Distopik bir evrendeki abi-kardeş ilişkisini konu alan kısa bir oyun: ‘Monochroma‘. Distopik demişken, kullanılan renk paleti ve müzikler son derece başarılı. Karanlıktan ziyade ‘solgun’ olan renk paletiyle, oyunun geçtiği ortamlara ve distopya temasına uygun müzikleriyle, o karamsarlığı iliklerime kadar hissettim.
Oyunda yazılı bir metin bulunmamakta. Oyuncuyu sözlerle hapsetmektense özgür bırakarak bu distopyayı keşfetmesi amaçlanmış. Herkesin farklı mesajlar çıkarabilmesi mümkün lakin temel olarak günümüzdeki ‘tüketim’ düzeninin ve betonlaşmanın sağlam bir hicvi yapılmış gibi geldi bana.
Oyunun başında ayağını inciten kardeşimizi sırtımıza alarak maceraya atılıyoruz. Tarlalar, depolar, yüksek binalar, fütüristik yapılar derken kendimizi iyice bu karamsar dünyanın içinde buluyoruz. Arka planlarının canlı olması ve ayrıntılı tasarımlarıyla hepsi de gayet başarılı bir şekilde oyuncuya yansıtılmış.
Bulmacalar genelde kardeşimizin ‘karanlık’ korkusu ve sakatlığı üzerinden ilerliyor. Sırtımızda kardeşimiz varken çoğu hareketi tam anlamıyla yapamıyoruz. Sırtımızdan indirmek de o kadar kolay değil, karanlıktan korktuğu için sadece ışık olan yerlerde bırakabiliyorsunuz. Bu yüzden bulmacalar genelde kardeşi doğru yerde bırakıp, doğru zamanda almakla ilgili oluyor. Birkaç bulmaca haricinde diğerlerinin mantığını kavramam uzun sürmedi. Ama bulmacaların asıl zorluğu kontroller ve animasyonlardan kaynaklı…

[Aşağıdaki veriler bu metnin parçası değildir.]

PR #38873, opened 2025-11-19
[verify-run-status] Delete unused workflow and shared code

mikeharder:


.github/workflows/src/github.js
```diff
@@ -24,83 +22,6 @@ export async function writeToActionsSummary(content, core) {
   }
 }
 
-/**
```
mikeharder, line 27: Functions were only used by `verify-run-status.js`.  Other code calls `github.rest` directly.

PR #38890, opened 2025-11-19
Added preliminary Rust binding to a whole lot of tspconfig.yaml files

LarryOsterman:

## Purpose of this PR

Add Rust bindings to a significant number of tspconfig.yaml files. Note that these bindings do NOT imply that Rust clients will be generated for these packages, neither does it imply that the namespaces for these packages is correct.

Before the decision is made to generate a Rust SDK, please confirm with the architecture board that the package name is correct as is the working directory for the generated package.

- [X] Make changes to the SDK configuration only when there are no modifications to the API specification, eliminating the need for an ARM or Stewardship Board API review.

## Due diligence checklist

- [X] I confirm this PR is modifying only SDK configurations, and not API related specifications.
- [X] I have reviewed and used the respective `tspconfig.yaml` templates:

## Getting help


specification/appconfiguration/resource-manager/Microsoft.AppConfiguration/AppConfiguration/tspconfig.yaml
```diff
@@ -22,6 +22,10 @@ options:
     generate-test: true
     generate-sample: true
     flavor: azure
+  "@azure-tools/typespec-rust":
+    crate-name: "azure_management_appconfiguration"
```
heaths: Decision for CP was `azure_resourcemanager_` as a prefix: https://azure.github.io/azure-sdk/rust_introduction.html#rust-packaging-prefix

specification/appconfiguration/resource-manager/Microsoft.AppConfiguration/AppConfiguration/tspconfig.yaml
```diff
@@ -22,6 +22,10 @@ options:
...
+    crate-version: "0.1.0"
+    emitter-output-dir: "{output-dir}/resource_manager/{service-dir}/{crate-name}"
```
heaths: Similar to .NET, we'll also put these in the same service directory. They already differ by crate name. I see no reason to necessarily nest them deeper.

heaths (changes requested):

mikeharder:
@LarryOsterman: You may want to add validation for the rust config here, alongside the validation for the other languages:

https://github.com/Azure/azure-rest-api-specs/blob/main/eng/tools/typespec-validation/src/rules/sdk-tspconfig-validation.ts

LarryOsterman:
> @LarryOsterman: You may want to add validation for the rust config here, alongside the validation for the other languages:
> 
> https://github.com/Azure/azure-rest-api-specs/blob/main/eng/tools/typespec-validation/src/rules/sdk-tspconfig-validation.ts

I was thinking about that, but I *believe* that @heaths has that on his plate. More importantly, I know for certain that the Rust emitter cannot handle many of these crates (it failed 3 out of 5 tries earlier this week). So adding validation right now is likely to be premature.

specification/appconfiguration/resource-manager/Microsoft.AppConfiguration/AppConfiguration/tspconfig.yaml
LarryOsterman: Fixed.

specification/appconfiguration/resource-manager/Microsoft.AppConfiguration/AppConfiguration/tspconfig.yaml
LarryOsterman: Fixed.

heaths:
Yeah, in the new year. I'm first going to go through and try to generate a Rust crate for every `tspconfig.yaml` and see where we have gaps. That said, more often than not I see all other languages' SDK steps failing to build so not sure if adding Rust to the mix now makes that any worse. Still, probably better to wait.

LarryOsterman:
> Yeah, in the new year. I'm first going to go through and try to generate a Rust crate for every `tspconfig.yaml` and see where we have gaps. That said, more often than not I see all other languages' SDK steps failing to build so not sure if adding Rust to the mix now makes that any worse. Still, probably better to wait.

Btw, looking at the validation, some of these can be done now (for instance, validating the output location is valid, validating that management plane SDKs have `resource_manager_` in the crate name, etc. I'm still trying to see if this also adds attempting to compile the crate.

heaths (approved):

heaths (approved):

eng/tools/typespec-validation/test/flavor-azure.test.ts
```diff
@@ -22,7 +22,6 @@ describe("flavor-azure", function () {
     "@azure-tools/typespec-java",
     "@azure-tools/typespec-python",
     "@azure-tools/typespec-ts",
-    "@azure-tools/typespec-rust",
```
heaths: Why this change? We're not at that level yet e.g., not tier 1?

eng/tools/typespec-validation/src/rules/sdk-tspconfig-validation.ts
```diff
@@ -642,6 +642,23 @@ export class TspConfigRustMgmtCrateNameSubRule extends TspconfigEmitterOptionsSu
...
+  }
+
+  protected validate(config: any): RuleResult {
+    let emitterOutputDir = config?.options?.[this.emitterName]?.["emitter-output-dir"];
+    if (emitterOutputDir === undefined) return this.createFailedResult("Failed to find \"options.@azure-tools/typespec-rust.emitter-output-dir\"", "Please add \"options.@azure-tools/typespec-rust.emitter-output-dir\" with a path matching the SDK naming convention \"{output-dir}/{service-dir}/{crate-name}\"");
+    if (emitterOutputDir !== "{output-dir}/{service-dir}/{crate-name}") {
+      return this.createFailedResult(
+        `The value of options.${this.emitterName}.emitter-output-dir "${emitterOutputDir}" does not match the required format "{output-dir}/{service-dir}/{crate-name}"`, "Correct the emitter-output-dir to be \"{output-dir}/{service-dir}/{crate-name}\""
+      );
+    }
```
heaths: If it's required to be a specific value, kind of begs the question why it's a value at all and not just computed.

heaths (approved):

eng/tools/typespec-validation/src/rules/sdk-tspconfig-validation.ts
LarryOsterman: It's a required field by tsp-client. I don't believe it can be computed.

eng/tools/typespec-validation/test/flavor-azure.test.ts
LarryOsterman: This was incorrectly added and triggered a CI pipeline failure, so it was removed. If you check, this file should be unmodified from main.

heaths (approved):

eng/tools/typespec-validation/src/rules/sdk-tspconfig-validation.ts
```diff
@@ -649,10 +649,15 @@ export class TspConfigRustAzEmitterOutputDirSubRule extends TspconfigEmitterOpti
 
   protected validate(config: any): RuleResult {
     let emitterOutputDir = config?.options?.[this.emitterName]?.["emitter-output-dir"];
-    if (emitterOutputDir === undefined) return this.createFailedResult("Failed to find \"options.@azure-tools/typespec-rust.emitter-output-dir\"", "Please add \"options.@azure-tools/typespec-rust.emitter-output-dir\" with a path matching the SDK naming convention \"{output-dir}/{service-dir}/{crate-name}\"");
+    if (emitterOutputDir === undefined)
+      return this.createFailedResult(
+        'Failed to find "options.@azure-tools/typespec-rust.emitter-output-dir"',
+        'Please add "options.@azure-tools/typespec-rust.emitter-output-dir" with a path matching the SDK naming convention "{output-dir}/{service-dir}/{crate-name}"',
+      );
```
heaths: If it was a lint that failed, I imagine this will be next: curly braces. Yeah, valid, but tends to freak out linters. I guess we'll see.

heaths (approved):

eng/tools/typespec-validation/src/rules/sdk-tspconfig-validation.ts
LarryOsterman: This particular one fails when there is no emitter-output-dir field in the file. Not sure if it's strictly necessary, tbh.

Still working through a stupid number of errors.

specification/suppressions.yaml
```diff
@@ -183,6 +186,8 @@
     - options.@azure-tools/typespec-java.*
     - options.@azure-tools/typespec-python.*
     - options.@azure-tools/typespec-ts.*
+    - options.@azure-tools/typespec-ts.*
```
mikeharder:
```suggestion
```

Remove duplicate line.

specification/agricultureplatform/AgriculturePlatform.Management/tspconfig.yaml
```diff
@@ -27,6 +27,10 @@ options:
     flavor: "azure"
     generate-test: true
     generate-sample: true
+  "@azure-tools/typespec-rust":
```
weshaggard, line 30: Do all these SDK successfully generate currently? @raych1 are there any plans to have an SDK validation pipeline for rust?

@LarryOsterman @heaths we should probably avoid adding all these configurations until we have some sort of validation pipeline for them.

specification/ai/ContentUnderstanding/tspconfig.yaml
```diff
@@ -49,3 +53,5 @@ options:
     partial-update: true
     use-eclipse-language-server: false
     flavor: azure
+    generate-test: false
```
weshaggard, line 55: These settings look unrelated.

specification/suppressions.yaml
```diff
@@ -1257,3 +1288,11 @@
...
     - voiceservices/VoiceServices.Provisioning/tspconfig.yaml
     - webpubsub/data-plane/WebPubSub/tspconfig.yaml
+
+- tool: TypeSpecValidation
+  reason: Suppress until Rust needs to generate SDK
+  rules: [SdkTspConfigValidation]
+  sub-rules:
+    - options.@azure-tools/typespec-rust.*
+  paths:
+    - storage/Microsoft.BlobStorage/tspconfig.yaml
```
mikeharder, line 538: Adding rust to the other specs with existing suppressions makes sense.  But why do you need this new suppression, instead of adding the rust config to this spec, like you did the other specs?

specification/agricultureplatform/AgriculturePlatform.Management/tspconfig.yaml
raych1: > are there any plans to have an SDK validation pipeline for rust?

I heard from @ronniegeraghty several months ago for the interest to onboard Rust to the `SDK Validation` pipeline. However, I haven't noticed any follow-ups yet.  

@LarryOsterman @heaths do we want to onboard Rust to the `SDK Validation` pipeline?

weshaggard (changes requested):
Let's not merge this PR until after the new year and we have onboarded the rust sdk validation pipeline. I want to ensure these all work before adding the configurations.

specification/agricultureplatform/AgriculturePlatform.Management/tspconfig.yaml
LarryOsterman: Right now, we can't onboard a rust pipeline because we have a ton of validation errors. A large part of the purpose f this PR is to make it simpler for the Rust SDK team to bulk compile the azure-rest-api-specs repo to find the gaps between spector and the real validators (gaps we've found for example: CBOR support, Text/Plain support). 

Once we've done the validation, I think a validation pipeline is a great idea.

specification/ai/ContentUnderstanding/tspconfig.yaml
LarryOsterman: That may have been a merge error - I hand verified these earlier. I'l review again.

specification/suppressions.yaml
LarryOsterman: I couldn't find any supressions that were ONLY Microsoft.BlobStorage - I found convenient ones for the other suppressions. And the Go suppression above has a LOT of other packages beyond just the few which were failing

specification/agricultureplatform/AgriculturePlatform.Management/tspconfig.yaml
raych1: We have individual pipeline to support the batch run on multiple specs. The config changes do not have to be in the `main` branch. The pipeline can be triggered against a feature branch.

specification/suppressions.yaml
mikeharder: Many of the existing suppressions in this file were added as temporary stop-gap.  Most of the suppressions are grouped by service, but I see there was recently a group of suppressions added for "go".  Before we add even more suppressions (debt) for rust, let's see how we can minimize the list.

LarryOsterman: FWIW, as far as I could tell, the vast majority of these suppressions are for services which don't have a relevant language section in their tspconfig.yaml file. 

These aren't about specific checks that need to be suppressed, they are for packages that don't have a @typespec-go or whatever section.

mikeharder: If adding a `@typespec-go` section is opt-in, I don't think specs without the exception should require an exception.  There should be a less-exceptional way to configure this.  We should review this design before merging this PR.

mentat9:
This PR doesn't need ARM review: adding ARMChangesRequested to get it out of the ARM reviewer's queue.

eng/tools/typespec-validation/src/rules/sdk-tspconfig-validation.ts
```diff
@@ -659,6 +683,8 @@ export const defaultRules = [
   new TspConfigCsharpMgmtNamespaceSubRule(),
   new TspConfigCsharpAzEmitterOutputDirSubRule(),
   new TspConfigCsharpMgmtEmitterOutputDirSubRule(),
+  new TspConfigRustMgmtCrateNameSubRule(),
+  new TspConfigRustAzEmitterOutputDirSubRule(),
```
MaryGao, line 854: Is Rust emitter config a required check for SdkTspConfigValidationRule in tspconfig.yaml?

The **required** check means if the tspconfig.yaml would appear, then any absent of Rust config would fail the SdkTspConfigValidationRule.

If we design this as **optional** check, which means:
- when @azure-tools/typespec-rust emitter is existing, we would check the relevant rules;
- when @azure-tools/typespec-rust emitter is not defined, we would not check its rules.

Please note I am not talking about the implementation and the current impl may not design for required and optional check. But we want to introduce this idea since we notice some checks are optional and here is the issue to track this: https://github.com/Azure/azure-sdk-tools/issues/13124.

skywing918: Since https://github.com/Azure/azure-sdk-tools/issues/13124 has been completed, I’ve merged the latest changes and made the necessary updates accordingly. Please refer to the following:
https://github.com/Azure/azure-rest-api-specs/pull/39526/files#diff-18a8b490c39f355883ff6a3609df4b3d4aea8854941c771aab773df3dd279127

skywing918: I have updated the rust rules, and added test cases for rust. it works now. also found issues from tspconfig.yaml, please check the comments.
[Add Rust emitter output directory validation rule and test cases](https://github.com/Azure/azure-rest-api-specs/pull/38890/commits/a0b153677bd804f6061c4e1195a4de3d35ca0791)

Karakterimizin hareketleri oldukça hantal. Animasyonlar da (özellikle zıplama) oldukça kötü. İkisi bir araya geldiğinde kolayca geçebileceğiniz yerlerden geçemiyor, yapmak istediğiniz hareketleri yapamıyorsunuz. Sinir krizi geçirerek ‘rage quit’ atmanız muhtemel.